Tragically, the universe has conspired to stop my mac from being repaired, so the next intake of practitioners ready to evolve into the next leaders in neuromechanical care will have to wait a little longer (it is not part of a clever sales pitch, I just cannot record 2 simple videos).
On the plus side by the time you read this I will be in Ireland once again being hosted by the Chiropractic Association of Ireland.
C19 delayed my return not once but twice, outrageous.
This time I will be talking about everyone’s favourite endogenously produced steroid hormone, vitamin D.
Plus, for the first time I am going to be delivering a migraine lecture.
This last part means I have had to trim down the lecture from the CCCN version and it has taken longer than expected, so I am keeping it short and sweet today.
If you have a patient with a history of migraines, specifically from childhood and with aura, might I suggest you trial them with a high dose of vitamin B2 aka riboflavin.
400 mg of B2 has been studied in nine different RCT’s and these were reviewed in a meta-analysis.
Check out 400mg of B2 against sodium valporate in a head-to-head on migraine.

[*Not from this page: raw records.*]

PR #9977, opened 2026-08-06
ddclient: Update to v4.0.0

androidnisse:
**Summary**
- Release notes can be found [here](https://github.com/ddclient/ddclient/releases/tag/v4.0.0).
- ddclient now looks for ddclient.conf in ${sysconfdir}/ddclient by default instead of ${sysconfdir}.

**Test Plan**
- Checked the new build works, that files are in correct places and right permissions. Not updated for dynamic domain as I have no account for that.

**Checklist**


packages/d/ddclient/package.yml
```diff
@@ -14,8 +14,13 @@ rundeps    :
     - perl-data-validate-ip
     - perl-io-socket-ssl
     - perl-netaddr-ip
+setup      : |
+    ./autogen
+    %configure
```
EbonJaeger: `%autogen`

packages/d/ddclient/package.yml
```diff
@@ -14,8 +14,13 @@ rundeps    :
...
+build      : |
+    %make
 install    : |
-    install -Dm00755 ddclient $installdir/usr/sbin/ddclient
-    install -Dm00600 sample-etc_ddclient.conf $installdir/etc/ddclient/ddclient.conf
-    install -Dm00644 $pkgfiles/ddclient.service $installdir/usr/lib64/systemd/system/ddclient.service
+    %make_install
+    %install_license COPYING
+    install -Dm00644 sample-etc_systemd.service $installdir/usr/lib64/systemd/system/ddclient.service
     install -Dm00644 $pkgfiles/ddclient.tmpfiles $installdir/usr/lib64/tmpfiles.d/ddclient.conf
```
EbonJaeger: These can be swapped for the new `%install_file` macro

EbonJaeger (changes requested):

packages/d/ddclient/package.yml
androidnisse: This package is "stupid" the file is not named autogen.sh only autogen. That is why I used that command.

EbonJaeger: :facepalm:

Two potential options:
1. Rename it to `autogen.sh`
2. Add `%CONFOPTS%` to `./autogen` so our configure options are applied. Assuming they actually accept standard autotools options...

androidnisse: Like now?

EbonJaeger: Yeah, that works. Thanks!

packages/d/ddclient/pspec_x86_64.xml
```diff
@@ -3,36 +3,38 @@
...
-        <PartOf>network.client</PartOf>
+        <PartOf>network.util</PartOf>
         <Files>
             <Path fileType="config">/etc/ddclient/ddclient.conf</Path>
+            <Path fileType="executable">/usr/bin/ddclient</Path>
             <Path fileType="library">/usr/lib64/systemd/system/ddclient.service</Path>
             <Path fileType="library">/usr/lib64/tmpfiles.d/ddclient.conf</Path>
-            <Path fileType="executable">/usr/sbin/ddclient</Path>
+            <Path fileType="data">/usr/share/licenses/ddclient/COPYING</Path>
+            <Path fileType="data">/var/cache/ddclient</Path>
```
EbonJaeger: Hm just noticed this was added. We'll want to remove that and replace it with tempfiles.

You can either use the old way and install a file to the `tempfiles.d` directory (see `nfs-utils` for an example), or use the `%tmpfiles` macro to do it in the `package.yml` (see [here](https://github.com/aerynOS/recipes/blob/d1d5c6ad35cf41a16fdb6ddeea16c37ca945d065/p/ppp/stone.yaml#L30) for an example).

Doesn't really matter which one you do.

EbonJaeger (changes requested):

packages/d/ddclient/pspec_x86_64.xml
androidnisse: So this one is not correct then from the recipe?

%install_file $pkgfiles/ddclient.tmpfiles $installdir/usr/lib64/tmpfiles.d/ddclient.conf

EbonJaeger: If that file specifies the directory, then that's fine. You'll just have to delete the path in the `install` step.

EbonJaeger: What I meant was the `/var/cache/ddclient` directory has to be removed from the package install.

EbonJaeger:
The only remaining thing I see is that the `files` directory in the package can be removed entirely now. :)

androidnisse:
> The only remaining thing I see is that the `files` directory in the package can be removed entirely now. :)

Finally ^^

EbonJaeger (approved):
LGTM, thanks!

PR #9986, opened 2026-08-06
autojump: fix build

androidnisse:
**Summary**
- Fix build

**Test Plan**
- Built it.

**Checklist**

### DIFF
--- a/packages/a/autojump/package.yml
+++ b/packages/a/autojump/package.yml
@@ -1,7 +1,7 @@
 # yaml-language-server: $schema=/usr/share/ypkg/schema/schema.json
 name       : autojump
 version    : 22.5.3
-release    : 3
+release    : 4
 source     :
     - https://github.com/wting/autojump/archive/release-v22.5.3.tar.gz : 00daf3698e17ac3ac788d529877c03ee80c3790472a85d0ed063ac3a354c37b1
 homepage   : https://github.com/wting/autojump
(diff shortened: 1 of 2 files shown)


packages/a/autojump/package.yml
```diff
@@ -15,6 +15,8 @@ setup      : |
     sed -i 's:/usr/local/:/usr/:g' bin/autojump.sh
     sed -i '213d' install.py
 install    : |
+    %install_license LICENSE
+    export SHELL=/bin/bash
```
EbonJaeger, line 19: This doesn't seem right. I just tested a random python package, and shell is already `/bin/bash`.

androidnisse: Without that it fails like this for me:
`+ python install.py --destdir /home/build/YPKG/root/autojump/install --prefix usr --zshshare usr/share/zsh/site-functions/
Unsupported shell: None
Command '['/bin/bash', '--norc', '--noprofile', '/tmp/ypkg-instally91hjx_d']' returned non-zero exit status 1.
`

davidjharder: Something about how install.py is detecting SHELL is wrong, but I don't know what. This fix does work

EbonJaeger:
I'll put what I said on Matrix here so there's a record of it:

> I think we should actually deprecate `autojump`. It hasn't had a release (or any development) since 2018. Fedora has patched the build system slightly (if you can call it that... it consists of install.py and uninstall.py) to make it work as a distro package, and Arch doesn't package it at all.
>
> We also already have `zoxide`, which does the same thing and has better shell integration.

Jaredy899:
I say deprecate!

EbonJaeger:
Superseded by #10430

PR #10040, opened 2026-08-07
lightdm update

EbonJaeger:
**Summary**

- **lightdm: Update to v1.33.1**
- **lightdm-gtk-greeter: Rebuild for lightdm**
- **slick-greeter: Rebuild for lightdm**
- **lightdm-settings: Update to v2.1.1**

This updates and rebuilds all things LightDM. As a part of the update, I took the opportunity to build the Qt6 client library, and split out that and the GObject client libraries.

**Test Plan**

Install updates in a VM, reboot, and successfully log in with LightDM/slick-greeter.

**Checklist**


EbonJaeger:
The only thing I'm not sure about are the PAM configs. The upstream ones are quite different from ours, and I don't know enough about PAM to know which we should use. So this is left as a draft until that question is answered.

EbonJaeger:
PAM configs should be sorted now.

HarveyDevel (approved):
LGTM, thanks!

PR #10090, opened 2026-08-10
python google updates

EbonJaeger:
**Summary**

- **python-google-auth: Update to v2.56.3**
- **python-google-auth-oauthlib: Update to v1.4.0**
- **python-googleapis-common-protos: Update to v1.75.1**

The test suite for `python-google-auth` is disabled because it requires unpackaged deps that require `flit-core` 4. Problem with that is some of our other packages require `flit-core` < 4. So figure out that mess later.

**Test Plan**

See that the test suites passed.

**Checklist**


davidjharder (approved):
Sure!

PR #10317, opened 2026-08-23
mpv-mpris: Add at 1.2

### LINKED ISSUE #9460: mpv-mpris

### Homepage

https://github.com/hoyon/mpv-mpris

### Maintainer

This mpv plugin adds MPRIS functionality to mpv, enables keyboard controls for media playback and player notification in desktop environments such as GNOME.

MIT

General users, anyone who relies on mpv as their media player will benefit, no estimate on the stats.

https://github.com/hoyon/mpv-mpris/archive/refs/tags/1.2.tar.gz

clintre:
**Summary**
- Make MPV follow our stateless model
- Setup mpv-mpris install to follow the stateless model
- Resolves getsolus/packages#9460
- Needs proper testing on the mpv stateless part

**Test Plan**
- Install the updated mpv with stateless patch
- Install mpv-mpris
- Verifiy lib & script is in proper place
- Play test mp4 video mpv /path/to/video.mp4
- use playerctl --player=mpv metadata to make sure mpris-mpv is loading

**Checklist**


EbonJaeger:
I'm not sure that the scripts should be searched for in `/usr/share/defaults`; I think `/usr/share` makes more sense, or even `libexecdir` (`/usr/lib64/mpv`). The problem then, as I understand it, is that `mpv` uses the same base path for both config and scripts, which doesn't make a lot of sense for how we do stateless.

clintre:
Yeah that is the problem I am having.  They seem to want one place for both. I will see if I can dig a little more to see if we can split it up or what co co fig they store by default.

clintre:
I think we may be overthinking this. There is no default config that is installed or used by mpv. It is setup that if the user wants to setup a config, it goes in their .config. We would be able to just /usr/share for this.

Thoughts?

clintre:
Ok here is what I found.
mpv doesn't install config files as it uses Sane Built-in defaults instead. A user could choose to install config and technically could put them in /etc/mpv/mpv.conf, but it is actually recommended to put them in ~/.config/mpv/mpv.conf.

So the default scripts directory being moved to /usr/share/mpv should be no problem and should keep this package stateless. I am going to approach it that way and we can see how that works.

clintre:
This will now allow a user to create their own system-wide config in the /etc/mpv while also checking /usr/share/mpv/scripts for plugins. As mentioned earlier mpv does not use a config by default, so there is no reason to create a /usr/share/defaults/mpv. Plugin scripts can be in different formats. Some are libs, others are not.

packages/m/mpv/package.yml
```diff
@@ -71,11 +73,13 @@ build      : |
     %ninja_build
 install    : |
     %ninja_install
+    # Creates the directory to install plugins like mpris
+    %install_dir ${installdir}/usr/share/mpv
```
EbonJaeger: It might be better if `/usr/share/mpv/scripts` was created via `tmpfiles` instead.

packages/m/mpv/files/stateless.patch
```diff
@@ -0,0 +1,21 @@
...
++++ b/osdep/path-unix.c
+@@ -133,6 +133,8 @@ const char *mp_get_platform_path_unix(void *talloc_ctx, const char *type)
+         return mpv_state;
+     if (strcmp(type, "global") == 0)
+         return MPV_CONFDIR;
++    if (strcmp(type, "stateless") == 0)
++        return "/usr/share/mpv";
+     if (strcmp(type, "desktop") == 0)
+         return mpv_desktop;
+     return NULL;
```
EbonJaeger, line 21: I'm a little confused how this works. Wouldn't some calling code also have to be changed to use the `stateless` type?

clintre: Yes this was confusing to figure out as well. This is where the first part of the patch somes in adding stateless in the config_dirs in path.c.

```
--- a/options/path.c
+++ b/options/path.c
@@ -63,6 +63,7 @@ static const char *const config_dirs[] = {
     "osxbundle",
     "exe_dir",
     "global",
+    "stateless",
 };
```
Once I added these two pieces is when testing with mpv and mpris installed into the scripts directory would work and it would see it there.

packages/m/mpv-mpris/package.yml
```diff
@@ -0,0 +1,27 @@
+# yaml-language-server: $schema=/usr/share/ypkg/schema/schema.json
+name       : mpv-mpris
+version    : 1.2
```
EbonJaeger: I forgot earlier to say that this should be in quotes

EbonJaeger:
Not sure why the lint check is failing...

clintre:
Yeah I have had some issues with it starting recently. Anyway should be good now.

EbonJaeger (approved):
LGTM, thanks!

ConcernedCoder:
Nice work! SO, how does this work exactly? Does this change anything for someone who's installed mpv and/or compiled the MPRIS library into the default scripts folder? Does this simply give functionality to a "eopkg install mpv-mpris" command?

Issue #7294, opened 2025-12-08
Install license files for all packages


EbonJaeger:
In the past, packagers were recommended against installing license files for individual packages. It even went so far as to ask people to remove these files if they were shipped by the build system. This is Really Bad, because it means we are in violation of most if not all open source licenses! We MUST install these files in packages.

###  Guidance on fixing

As of version 35.1.0, `ypkg` has a macro to easily install license files to the correct directory. Use this macro in the `install` section of packages that don't ship any license files so that the files are installed. Once built, they should be present in the package's `/usr/share/licenses/$package/` directory.

#### Example

```yaml
install    : |
    %ninja_install

    # Install a single file from the project's source root called LICENSE
    %install_license LICENSE

    # Install multiple license files present in a directory in the project's source root called LICENSES.
    %install_license LICENSES/*
```

PR #10343, opened 2026-08-25
wofi: Update to v1.5.3 & add license

sebo505:
**Summary**

Part of #7294

Changelog:

- update_surface_size() no longer performs a resize if width or height is 0
- Added the API function wofi_no_custom_entry()
- dmenu mode will now auto-close with status 0 if no entries are provided and custom entry is not allowed
- Backed out changeset a40edf527046
- The size of the scrolled window is now handled correctly while preserving the behavior of --lines
- Fixed --lines when using a horizontal layout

But vitamin D doesn’t want to be left out, 4000 iu daily did this:
Please note the RDA/RI for B2 is 1.4 mg, so why 400 mg?
It is likely that people with a childhood history of migraine have dodgy genes around methylation and one key enzyme in that is called MTHFR (see last week’s newsletter. It is the one that makes the active form of folate, methyl-folate).
This enzyme is B2 dependent and even when they have a double defect or SNP, if we saturate the tissues, we can over-ride the genetics and make it run smoothly.
The only downside is that much B2 will make your wee go a vivid fluorescent yellow, definitely no cheeky wee-wee’s in the swimming pool.
ACTIONS TO TAKE:
– Trial some high dose B2 on migraine patients, they might just love you for it.